Day 13 | Vegan Friendly Christmas Dinner

Written by Charlotte Campbell

A Vegan Christmas

Tis the season to be jolly, and to keep your spirits high we’ve got a merry host of vegan friendly Christmas dinner recipes that will make even staunch carnivores want to leave roast turkey out in the cold. Whether you’re a veteran vegan or cooking a meatless feast for the first time, we’ve got you covered.


Christmas Canapes


You’ll need:
Jus Rol Light Puff Pastry
Chopped Tomato
Balsamic Vinegar


Cut Jus Rol Light Puff Pastry into 1 inch squares, and top with chopped tomato. Bake for 10-15 minutes or until golden, and drizzle with balsamic vinegar as you’re serving up. So simple, and yet so very, very tasty. Plus one pack of Jus Rol makes enough for your whole household to nibble.

The Main Event

Quorn Roast


Easy to make, low in fat and the most similar to a traditional turkey dinner, Quorn is a popular choice for a vegan Christmas roast, especially now the vegan options are available! They serve around 5 people, or one person who’s getting in their vegan gains! Simply roast in it’s silver tray packaging at 220c, et voila!

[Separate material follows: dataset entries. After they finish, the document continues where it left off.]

PR #6486, opened 2023-03-28
VPN-3209: Simplify the 'Subscription Needed' UI

MattLichtenstein:
## Description

- Combine `ViewSubscriptionNeededIAP` and `ViewSubscriptionNeededWeb` into one view (`ViewSubscriptionNeeded`)

## Reference

[VPN-3209: Simplify the 'Subscription Needed' UI for mobile](https://mozilla-hub.atlassian.net/browse/VPN-3209)


src/apps/vpn/translations/strings.yaml
```diff
@@ -775,15 +775,6 @@ subscriptionManagement:
...
     comment: Block of text appearing above a link to learn more about the VPN / Relay bundle offering.
-  valueProp1:
-    value: No logging of your network activity
-    comment: Value proposition used to promote the product
-  valueProp2:
-    value: No one can track you
-    comment: Value proposition used to promote the product
-  valueProp3:
-    value: 500+ servers in 30+ countries
-    comment: Value proposition used to promote the product
```
MattLichtenstein, line 786: We may use these strings at some point in the future, does it make sense to remove them now, and only add them back if we need them again later? Would they have to be translated again if we remove them and add them back in the future?

src/apps/vpn/ui/screens/subscriptionNeeded/ViewSubscriptionNeeded.qml
```diff
@@ -0,0 +1,194 @@
...
+            onClicked: isMobile ? VPNPurchase.subscribe(subscriptionOptions.checkedButton.productId) : VPNPurchase.subscribe("web")
+        }
+
+
+        Loader {
+            Layout.fillWidth: true
+            Layout.topMargin: MZTheme.theme.vSpacingSmall
+            Layout.alignment: Qt.AlignHCenter
+
+            active: vpnFlickable.isMobile
```
MattLichtenstein, line 128: @peterbenvenuto the mocks show the ToS and Privacy Policy links as mobile only, but they are currently on desktop as well. Should they remain visible on desktop?

src/apps/vpn/ui/screens/subscriptionNeeded/ViewSubscriptionNeeded.qml
```diff
@@ -0,0 +1,194 @@
...
+        MZLinkButton {
+            id: restorePurchase
+
+            Layout.topMargin: 8
+            Layout.alignment: Qt.AlignHCenter
+
+            visible: Qt.platform.os === "ios"
+            labelText: MZI18n.RestorePurchaseRestorePurchaseButton
+            onClicked: VPNPurchase.restore()
+        }
```
MattLichtenstein, line 176: @peterbenvenuto The "Already a subscriber" restore purchase button has always been iOS only, but the mocks show it on desktop. Is this intended for desktop as well

src/apps/vpn/translations/strings.yaml
flodolo: I have a different question: were they ever used?

In general, we shouldn't land strings without code behind, because then we find ourselves in these situations (and already wasted time localizing them).

Please remove them, it's unlikely that we'll use them as is.

flodolo (approved):

src/apps/vpn/mozillavpn.cpp
```diff
@@ -1653,20 +1653,9 @@ void MozillaVPN::registerNavigatorScreens() {
...
-      []() -> bool { return false; });
-
-  Navigator::registerScreen(
-      MozillaVPN::ScreenSubscriptionNeededWeb,
-      Navigator::LoadPolicy::LoadTemporarily,
-      "qrc:/ui/screens/ScreenSubscriptionNeededWeb.qml",
+      "qrc:/ui/screens/ScreenSubscriptionNeeded.qml",
       QVector<int>{App::StateSubscriptionNeeded},
       [](int*) -> int8_t {
         return Feature::get(Feature::Feature_webPurchase)->isSupported() ? 99
```
bakulf, line 1661: You want to remove this part. Replace it with a `return 0`

bakulf (commented):
What about functional tests? Do they still work?

bakulf (changes requested):
See my previous comments.

src/apps/vpn/translations/strings.yaml
MattLichtenstein: They were being used in [ViewSubscriptionNeededIAP.qml](https://github.com/mozilla-mobile/mozilla-vpn-client/pull/6486/files#diff-f64cafb5944238cc6a0ddc325f30d14d6c4321eff3668730038097090eb43da8)

src/apps/vpn/ui/screens/subscriptionNeeded/ViewSubscriptionNeeded.qml
MattLichtenstein: Spoke with @peterbenvenuto - ToS and Privacy Policy links should be present on all platforms. Mocks have been update and `isMobile` requirement has been lifted

src/apps/vpn/ui/screens/subscriptionNeeded/ViewSubscriptionNeeded.qml
MattLichtenstein: Confirmed with @peterbenvenuto - "Already a subscriber" button is an iOS only feature to restore an app store purchase. Mocks have been updated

Christmassy Cranberry and Nut Roast


If Quorn’s not your thing or you want to go the extra mile for the vegan in your life, this recipe is protein packed AND smells like all your wonderful Christmas memories rolled into one. This recipe serves around 8 people.


You’ll need:
100g Quinoa
1 large onion
1 chopped garlic clove
Coconut oil
slug of vegan white wine
rough chopped mushrooms
1 litre of vegetable stock
200g mixed nuts (almonds and pistachios would be my first choice)
150g fresh cranberries
50g fresh apricots
2 tbsp soft brown sugar
20cm loaf tin


Preheat the oven to 190c.
Chop the onion and brown it in a pan with a little coconut oil. Add the mushrooms and garlic and as they start to soften add in the vegan wine. Simmer for a few minutes, and then stir in the quinoa so it’s covered by the onion-y wine goodness. Then add in the stock a bit at a time, stirring constantly so the quinoa can soak it up. Once it’s all combined nicely and the quinoa has absorbed all the liquid, take off the heat.
Now, take the nuts and roughly chop them (you could use a blender to do this). Toast them in a pan for a few minutes, then set aside. Combine your cranberries and sugar into a saucepan and cook on a medium heat for a few minutes.


Pour your cranberry and apricot mix into the roasting tin to create your first layer. Then add in the quinoa risotto mix, and finally add the nuts (you might find it easier later if you push them into the risotto mix a bit with a spoon). Cover the tin with foil and pop in the oven for 45 minutes, then take off the foil and brown it up in the oven for a further 15 minutes. Take out of the oven and rest for 10 minutes.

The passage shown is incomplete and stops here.